**INSTRUCTIONS FOR THE TASK**
Listed below are entries; give the number of lines among them that include "rebased", and only that number.

*** SOURCE DATA

PR #32, opened 2021-04-29
Fix region promotion

bernd-aws:
There are bugs in region promotion. 
- Humongous object continuation region remainder object starts are not registered for remembered set scanning purposes. 
- Also, iterating over humongous objects at promotion time to set card table values is inefficient. This is better delayed until card table scanning. 
- Regions that are not either regular or humongous should not get promoted, in particular the cset region state needs to be excluded.
- We need to prevent regions that contain TLABs or GCLABs from getting promoted with these remaining active. One could retire those LABs once again at final update refs, but that would be inefficient. An alternative defensive and robust fix is to exclude regions that contain any TLAB or GCLAB from promotion. This should not restrict promotions much, because regions tend to fill up as they age and eventually they won't have LABs.

All of the above is fixed by the commits proposed here.
This PR is best applied after PR #30, the outcome of which it is rebased to at the moment.


earthling-amzn:
I've created a rebased version of this PR: https://github.com/openjdk/shenandoah/pull/36. Please close this PR.

rkennke:
I believe you can simply close this PR now, right?

rkennke:
Closing this, PR#36 rebased and fix this.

******

**ANSWER SECTION**
3